In July 2008, Puerto Rico Coffee Roaster acquired Cafe Rico as well as Cafe Yaucono and Cafe Rioja, which together account for some 60% of the coffee consumed in Puerto Rico. Cafe Rico stopped operations out of its Las Americas Avenue plant in Ponce in September 2008 but, in August 2010, Puerto Rico Coffee Roaster announced plans to invest US$8 million to bring the plant back into operation. With the investment, its Santurce operations will move to Ponce. This will make the Las Americas location "the largest coffee roasting location in the Caribbean" and the facility "the most modern coffee roasting facility in the Caribbean."

==Sales volume==
During fiscal year 1962–63, the total volume of the cooperative was $35 million.

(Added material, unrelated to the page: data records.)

Issue #1473, opened 2018-01-14
Add optional ability to display date of post in the "archive-single.html"


BR0kEN-:
### Synopsis

I think it would be good to have an optional ability to display the date of a post (from `post.date`) in the `archive-single.html` template.

### Technical approach

To not break the operability of the current implementation I propose to introduce the `date_show` argument to the `include` statement. That way those who interested in displaying the date would be able to optionally step in and turn the feature on. Also, alongside with the first argument, it's reasonable to allow configuring the date format, introducing the `date_format` argument that defaults to the `%B %-d, %Y`.

mmistakes:
See #1474 for context as to why it was closed.

PR #1474, opened 2018-01-14
#1473: Add optional ability to display date of post in the "archive-single.html"

BR0kEN-:
https://github.com/mmistakes/minimal-mistakes/issues/1473


mmistakes:
Thanks for the PR but I'm trying to balance making everything toggleable. The theme is already gotten out of hand because of I haven't been as diligent with not merging in these sorts of edits.

In my opinion the date in an archive is of little value. But of course if you disagree that's what theme overrides are for by adding your own modified layouts/includes to your local build.

PR #1628, opened 2018-04-20
Adding a Mailchimp Powered Pop-up working 'on-click' (non-intrusive)

pateskinasy:
Script to make Mailchimp pop-up work 'on click' (Mailchimp's provided code pops up automatically in your screen - not a fan-). 

1) You should replace your own baseURL in the script (from pop-up code Mailchimp provides you)
2) You should replace your own uuid in the script (from pop-up code Mailchimp provides you)
3) You should replace your own lid in the script (from pop-up code Mailchimp provides you)

### DIFF
--- a/_includes/newsletter.html
+++ b/_includes/newsletter.html
@@ -1,0 +1,18 @@
+<script type="text/javascript" src="//downloads.mailchimp.com/js/signup-forms/popup/embed.js" data-dojo-config="usePlainJson: true, isDebug: false">
+</script>
+<script>
+function showMailingPopUp() {
+  require(
+    ["mojo/signup-forms/Loader"],
+    function(L) {
+      L.start({"baseUrl":"yourbaseurl","uuid":"youruuid","lid":"yourlid"})
+    }
+  );
+
+  document.cookie = "MCPopupClosed=;path=/;expires=Thu, 01 Jan 1970 00:00:00 UTC;";
+  document.cookie = "MCPopupSubscribed=;path=/;expires=Thu, 01 Jan 1970 00:00:00 UTC;";
+}
+
+document.getElementById("open-popup").onclick = function() {showMailingPopUp()};
+
+</script>
--- a/_includes/masthead.html
+++ b/_includes/masthead.html
@@ -14,6 +14,7 @@
               <a href="{{ domain }}{{ link.url }}" {% if link.description %}title="{{ link.description }}"{% endif %}>{{ link.title }}</a>
             </li>
           {% endfor %}
+          <a href="#" id="open-popup" onclick ="showMailingPopUp(); return false;">Join Newsletter</a>
         </ul>
         {% if site.search == true %}
         <button class="search__toggle" type="button">
--- a/_layouts/default.html
+++ b/_layouts/default.html
@@ -37,6 +37,7 @@
     </div>
 
     {% include scripts.html %}
+    {% include newsletter.html %}
 
   </body>
 </html>


_includes/newsletter.html
```diff
@@ -0,0 +1,18 @@
+<script type="text/javascript" src="//downloads.mailchimp.com/js/signup-forms/popup/embed.js" data-dojo-config="usePlainJson: true, isDebug: false">
```
coliff: I suggest removing `type="text/javascript"` (not needed in HTML5) and making the requested URL specifically over HTTPS (src="https://downloads....), its potentially safer.

coliff:
Adding this would mean all the code for this would be added to every page of every installation of this theme - even for users who don't use or need Mailchimp sign integration. I think it'd be better if this was an opt-in option

mmistakes:
Agreed @coliff. I'm not sure if this is even something worth merging into the theme. Is there a big enough need for it?

@pateskinasy If it were to be merged it would need to be made more flexible... namely making `yourbaseurl`, `youruuid`, and `yourlid` variables in the script something theme user's could set from `_config.yml`. And as @coliff pointed out, would need to be opt-in. Meaning you'd probably want to wrap `{% include newsletter.html %}` with some sort of Liquid condition:

```html
{% if site.mc_baseurl and site.mc_uuid and site.mc_lid %}
  {% include newsletter.html %}
{% endif %}
```

With better named variables obvioulsy :wink:

_includes/newsletter.html
pateskinasy: Thanks for the feedback @coliff . That specific line came straight from Mailchimp's 'pop-up code'. I've customized the rest of the code to make it work on-click and not automatically. 
Independently, true, bringing HTTPS in and 'type' won't hurt. More comments from me below.

pateskinasy:
Thanks for the feedback @coliff and @mmistakes .

Jumping into @mmistakes' question on the need for it:

The main reason I've decided to bring this improvement suggestion to the project is because I'm using Minimal Mistakes for a blog. Given that 'by nature', a stand-alone blog doesn't have social features (like Medium's Follows/Applauds, etc), managing a list of "subscribers" you can push new posts and newsletters to, may help getting bloggers' new posts discovered and more of your content seen.

Mailchimp's code allows automatic pop-ups to collect emails out of the box (you'll find it in your Mailchimp dashboard). But they are annoying 🤷 as they pop-up automatically to every visitor to your blog 😞. The code above makes the pop-up work on-click.

Should you guys think this can be a good addition, I can give the improvements with liquid and variables a go on the weekend. Let me know.

mmistakes:
Sounds good @pateskinasy and thanks for the PR.

I'll leave this open. Let's see if users chime in if this would be useful. I'm trying to avoid bloating the theme with features that aren't used by more than 80% of its users. As something like this can easily be added to `scripts.html` or `footer/custom.html` includes already provided... I don't see much reason to merge it in.

But let's see if it's something a bunch of people want and can convince me to add it.

maxime-michel:
If not a popup, I would vote for the theme to at least propose a generic Mailchimp form. Some sort of notice box with a title, some text, and the ability to add fields through YAML. This is something I use across websites and the code duplication makes me sad. What do you guys think? I can submit a PR.

maxime-michel:
This is what I currently run: https://github.com/maxime-michel/asg/commit/b248524e8426a662b2f7ae9c067faa7a94f12dd1. With some checks on Liquid variables and a little help on the design side, I believe it could be a good addition.

mailchimp

pateskinasy:
Well, I have on my to-do list for improvements on my blog to add a simple one line input field (no box) form for newsletter in my sidebar, in my footer, and in as a 50px hello bar top of screen. So, I’m with you in 👌🏼

PR #1664, opened 2018-05-10
fix broken recipe collection and make pets work

jamiesmith:
Nice theme.  I was experimenting with it and noticed that the link to recipes was broken, and that the link to pets wasn't complete.


mmistakes:
Looks good, thanks!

==Headquarters and warehouses==
The central offices are in the city of Ponce. There are also branch offices in San Juan, Arecibo, Yauco, Mayaguez, San Sebastián, Utuado, Adjuntas, Jayuya, and Ciales.

==Federal relations==
In the 1930s, the company had over $300,000 in escrow at the bank of Baltimore. It is an agricultural partner with the Federal Intermediate Credit Bank. It is a member of Federacion de Cooperativas de Estados Unidos, United Cooperatives, the Cooperative Grange League Federation, and the Pennsylvania Farm Bureau, the National Council for Farmer Cooperatives, and the American Institute for Cooperation.

==Economic outlook==
The company has $10 million in resources, with reserves of $4 million. Membership in the guild is so large that its annual meetings, heavily attended by its members, requires a whole baseball stadium to carry it on. They take place at the Francisco Montaner Stadium in Ponce.

==Leadership==
Its board of directors has 15 members, representing all coffee districts in Puerto Rico. Its past presidents have included Andrés Grillasca Salas. Its current Board of Directors includes Oreste Ramos.